如何根据 R 中定界符之间的出现替换字符串中的确切字符数

How to replace exact number of characters in string based on occurrence between delimitors in R

我有这样的文本字符串:

u <- "she goes ~Wha::?~ and he's like ~↑Yeah believe me!~ and she's etc."

我想做的是用 X.

替换成对的 ~ 分隔符(包括分隔符本身)之间出现的所有字符

gsub 方法将 ~ 分隔符对之间的子字符串替换为单个 X:

gsub("~[^~]+~", "X", u)
[1] "she goes X and he's like X and she's etc."

但是,我真正想做的是用 X 替换分隔符(和分隔符本身)之间的每个字符。所需的输出是这样的:

"she goes XXXXXXXXX and he's like XXXXXXXXXXXXXXXXXXX and she's etc."

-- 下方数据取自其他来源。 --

PR #438, opened 2017-05-16
Conversion of EGI data to uV

thomaskustermann:
As per the EGI documentation on file formats ([rawformat.pdf](https://github.com/fieldtrip/fieldtrip/files/1004869/rawformat.pdf)), Net Station simple binary files' header contains information about whether the data is in microvolts or A/D units.

> The header of a simple binary file has two fields that need to be consulted to determine
whether the EEG data stored in the file are in microvolts or A/D units. These fields are the ‘bits’
field at offset 26 and the ‘range’ field at offset 28. If the values in the ‘bits’ and ‘range’ fields are
both 0, then the file’s data is already in the form of microvolts. Users who save to simple
binary format should note that this is the only method to determine if a file’s data are in A/D
units or microvolts.

These values are currently not evaluated to determine the unit of data or to convert data to uV as far as I can tell. EGI proposes using the following formula for unit conversion:
>Converting the A/D units to microvolts can be done programmatically by applying the following formula:
microvolt value = (range / 2^bits) x A/D value,
where ‘bits’ and ‘range’ are read from the header of the file.

This approximates the value that would be obtained using gains and zeros.
In addition, even when data are stored in units of A/D, fieldtrip will return 'uV' as the unit-type for all channels from a later call to ft_chanunit.

In some cases it is possible to avoid this unit issue by converting the data to microvolt using EGI's NetStation program before reading the data in fieldtrip. Problems arise when recording a longer session where a conversion to microvolt (resulting in float instead of int) would raise the file size above 2GB. At least on older EGI systems (i.e. NetStation 4.3) exported file size is simply capped at 2GB and becomes unusable, making unit conversion to uV with single- or double-precision impossible in NetStation.

In any case, I suspect many people use the EGI-provided simple-to-use NetStation File Exporter Apple which will only export to A/D and is afaik the only way to obtain the impedance values of a recording.

The lines of code I added implement the above formula to automatically convert data to uV when fields for 'bits' and 'range' both are not 0.
A more accurate calculation would be possible using the .GAIN and . ZERO file provided by exporting EGI-data using the NetStation File Exporter Applet, but is not implemented (yet).

egi_format_comparison
This is a graph showing an examplary .2 sec snippet of one channel using different methods of export in NetStation, unit conversion with the above formula and using .GAIN and .ZERO files.
Upper row depicts uV-converted data (RAW is from the EGI File Exporter), lower row depicts A/D values (as read by fieldtrip).
Red and blue lines are numerically identical, I added a small intercept for visibility.


robertoostenveld:
Hi Thomas,

Thanks for the suggestion. Let me CC Joe (by email); he contributed the EGI reading functions and who has the best understanding of them. @Joe, do you have a github account? If not, would you mind making one?

I realize that I do not have any EGI sbin test file. @Thomas: could you send me one (or a few) by private email? 

As I understand it, the suggested code change changes the values from raw AD values (i.e. integers?) to uV. Overall I think that makes sense. But that would be bad for people that are in the middle of the analysis, especially since they cannot see what the units are.  For most EEG formats FieldTrip defaults to uV. A few years back (which is after most of the low-level reading functions were implemented) we started with more explicit unit handling, among others implemented by extending the header with hdr.chantype and hdr.chanunit. That defaults to repeat({‘unknown’}, size(hdr.label)), but can be used to specify the units when they can be determined from the file format.

The long-term goal is to have units explicitly represented everywhere in the analysis, and to have units match. E.g. a source reconstruction of uV potentials on a mm-sized headmodel should  result in correct nAm dipole moments.

I suggest that we first add the units to the header, i.e. ensure that hdr.chanunit is not unknown. The ft_read_data function already has the ‘chanunit’ option which allows more low-level users to specify whether they want data in V or uV (or T versus fT, or T/m versus fT/cm, etc). The conversion happens on the fly on line 1417 in ft_read_data. Note that itthe specific conversion would not work for AD to uV, but would work for V or uV. Please review that code. 

I also think that the conversion of the units is better done in ft_read_data than in read_sbin_data, because ft_read_data has a more explicit description of unit details (which comes from ft_read_header).

So in short I suggest (but Joe might overrule me on this): please change the PR to add explicit hdr.chantype and hdr.chanunit in ft_read_header, please move the unit conversion from read_egi_sbin to ft_read_data (consistent with the units as specified in ft_read_header), please document in the help of read_egi_sbin what its output units are.

best
Robert

robertoostenveld:
Thomas wrote by email:

-------
thanks for your swift reply on github. I'm sending you some sample EGI data, that is:
a) Output from using the EGI File Exporter Applet (integers, A/D values)
b) Output from NetStation (integers, A/D values)
c) Output from NetStation (float, uV values)

In case you are interested in converting to the 'exact' values using the .GAIN and .ZERO file you could use the following code:
```
fg = fopen(gainfile);
        gains_val = textscan(fg,'%f %*s %f ','HeaderLines', 3 );
        fclose(fg);
        fz = fopen(zerofile);
        zeros_val = textscan(fz,'%f %*s %f ','HeaderLines', 3 );
        fclose(fg);
        for i = 1:numel(chanindx(ismember(chanindx,zeros_val{1})))
            trialData(i,:) = (trialData(i,:)-zeros_val{2}(chanindx(i)))*400/gains_val{2}(chanindx(i)); %Scaling Factor (acc. to manual): uV = (A/D Unit - channel zero) * (calibration signal amplitude) / channel gain
        end;
```

Since I haven't heard anything to the contrary I will try and implement your suggestions and then get back to you.

-------
Thanks, I received the data. 

On our local system I unpacked it to /home/common/matlab/fieldtrip/data/test/pull438 with inside the RAW_egi_exporter, RAW_fl_uV and RAW_int_ad directories. If you make a test script (look in fieldtrip/test for examples), please consider that I will be adding a "cd /home/common/matlab/fieldtrip/data/test/pull438" to that script and be running it from there.

jdien07:
I just happened across this thread.  I never got the message Robert mentions cc'ing me back in May.  For that matter, I never got a message about FieldTrip shifting to github.  Is it possible e-mail messages are being sent to the wrong e-mail address?  Anyway, I do now have a github account, which I just used to submit a BrainVision I/O modification.  I don't have any comments on this particular issue but would be happy to test out the proposed changes.  Is there anything I can do to help get this wrapped up?

thomaskustermann:
The hold up is all on me, but I should be able to get going on it again in
the next few weeks as I finally submit my PhD thesis.

schoffelen:
Hi @robertoostenveld and @jdien07 I am reviewing some long-standing issues/PRs. This one has been open for the past years. If I read the comments, I have the impression that a lot of thought has already gone into this, but it has never been finalized. Given that this has been off the radar for so long kind of suggests that there's no acute need to really follow this up, but on the other hand it could be a waste to just close this, if with some relatively small changes the code can be improved. What do you think?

我一直在试验 nchar、反向引用和 paste,但结果不正确:

gsub("(~[^~]+~)", paste0("X{", nchar("\1"),"}"), u)
[1] "she goes X{2} and he's like X{2} and she's etc."

感谢任何帮助。

paste0("X{", nchar("\1"),"}") 代码导致 X{2},因为 "\1" 是一个长度为 2 的字符串。如果您不在字符串模式。

根据stringr可以使用以下解决方案:

> u <- "she goes ~Wha::?~ and he's like ~↑Yeah believe me!~ and she's etc."
> str_replace_all(u, '~[^~]+~', function(x) str_dup("X", nchar(x)))
[1] "she goes XXXXXXXX and he's like XXXXXXXXXXXXXXXXXXX and she's etc."

找到与 ~[^~]+~ 的匹配项后,该值将传递给匿名函数,并且 str_dupX 中创建一个与匹配值长度相同的字符串。